US 12,130,792 B2
	Data merging in distributed computing system
Xing Wei, Xi'an (CN); Xiao Bin Sun, Xi'an (CN); Zhe Shao, Xi'an (CN); Dong Hai Yu, Xi'an (CN); Liu Zhen Duo, Xi'an (CN); and Chun Lei Xu, Xi'an (CN)
Assigned to International Business Machines Corporation, Armonk, NY (US)
Filed by International Business Machines Corporation, Armonk, NY (US)
Filed on Dec. 2, 2021, as Appl. No. 17/457,301.
Prior Publication US 2023/0177035 A1, Jun. 8, 2023
Int. Cl. G06F 16/22 (2019.01); G06F 16/27 (2019.01)

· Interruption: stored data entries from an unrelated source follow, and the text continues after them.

PR #2408, opened 2015-12-22
WT-2304 - Fix memory leaking issue in config dump when there are multiple databases

daveh86:
This inits a new config object, thus being always empty and not running afoul of the config_free function.

### DIFF
--- a/bench/wtperf/config.c
+++ b/bench/wtperf/config.c
@@ -54,6 +54,7 @@ static void config_opt_usage(void);
 int
 config_assign(CONFIG *dest, const CONFIG *src)
 {
+	CONFIG_QUEUE_ENTRY *conf_line, *tmp_line;
 	size_t i, len;
 	char *newstr, **pstr;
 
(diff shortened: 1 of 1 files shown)


daveh86:
@agorrod, this should fix WT-2304. Can we discuss if there are better ways or merge if you think this is suitable?

agorrod:
@daveh86 I think each copy of the config should have the structure filled in. The multi-database code assumes that it's dealing with a fully populated CONFIG structure. I know we don't currently use that configuration stack for anything other than re-writing it, but that may change in the future.

sueloverso:
When looking at this today, it surprised me that we kept the config lines allocated in memory after writing the file, until the end of the test.  What if, instead of copying it to each database, we freed it after dumping the config. I'm not sure if we need just one copy in WT_TEST or a copy in each database subdir.

agorrod:
>  it surprised me that we kept the config lines allocated in memory after writing the file, until the end of the test

I'm inclined to keep the configuration allocation and deallocation all together, rather than splitting it up in different locations. A concern I had with freeing the memory after dumping the configuration is how we would know to free or copy the content if for some reason wtperf didn't go through the config dump phase.

bench/wtperf/config.c
```diff
@@ -96,6 +97,18 @@ config_assign(CONFIG *dest, const CONFIG *src)
 		}
 
 	TAILQ_INIT(&dest->stone_head);
+	TAILQ_INIT(&dest->config_head);
+
+	/* Clone the config string information into the new cfg object */
+	conf_line = TAILQ_FIRST(&src->config_head);
+	while (conf_line != NULL) {
```
agorrod: Could you use ``TAILQ_FOREACH`` instead of a while loop?

bench/wtperf/config.c
```diff
@@ -96,6 +97,18 @@ config_assign(CONFIG *dest, const CONFIG *src)
...
+		len = strlen(conf_line->string);
+		tmp_line = calloc(sizeof(CONFIG_QUEUE_ENTRY),1);
```
agorrod: You should check for an allocation failure and return an error if it did.

agorrod:
@daveh86 Could you try running this via valgrind for the ``evict-btree.wtperf``, ``shared-cache-stress.wtperf`` and ``multi-btree.wtperf`` workloads?

daveh86:
@agorrod, I've checked those three workloads with valgrind and no new leaks/errors have shown up.

Only thing that showed a non-zero value was the following at end of test
```
==21681==    still reachable: 72,704 bytes in 1 blocks
```

However, this appears to be pre-existing as I was able to get the same result pre-patch.

I think this means valgrind testing was a success.

agorrod:

PR #2412, opened 2015-12-23
WT-2307 workaround. Reposition and retry next when we detect out of order.

agorrod:
This improves the situation with the wtperf reproducer, but I still
see wtperf reporting out of order keys during traversal occasionally.


agorrod:
@keithbostic I was hoping this would be a viable workaround for the bug described in WT-2307, but I'm still seeing (less regular) out of order keys reported in wtperf.

Would you mind taking a look? If you think this is a reasonable approach (and can spot what I missed), it would be interesting to create a version of this change against the mongodb-3.2 branch for testing.

agorrod:
> but I'm still seeing (less regular) out of order keys reported in wtperf

Got it, it wasn't retrying if it saw the error twice in a row.

keithbostic:
This pull request is hopefully not needed, currently using #2415 instead.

CPC G06F 16/2272 (2019.01) [G06F 16/27 (2019.01)]

20 Claims

1. A computer implemented method for managing datasets for a histogram, the computer implemented method comprising a number of processing units in a computer:

determining a first span for first bins containing first datapoints in a first dataset in the datasets, wherein the first span is determined based on a first distribution of the first datapoints in the first dataset and a desired number of bins;

adding a datapoint to the first datapoints in the first dataset, wherein the first distribution of the first datapoints has a lower bound and an upper bound comprising the first datapoints;

adjusting the lower bound and the upper bound for the first distribution of the first datapoints with the datapoint to form an adjusted distribution for the first datapoints;

determining a second adjusted span for the first dataset based on the adjusted distribution and the desired number of bins;

adjusting the first bins based on the adjusted distribution and the second adjusted span to form an adjusted first bins containing the first datapoints;

adjusting a second span for second bins containing second datapoints in a second dataset in the datasets to form an adjusted span that matches the first span for the first bins, wherein the second span is determined based on a second distribution of the second datapoints in the second dataset, and wherein the second distribution differs from the first distribution; and

merging the first datapoints in the first bins having the first span with the second datapoints in the second bins having the adjusted span to form a merged dataset for the histogram.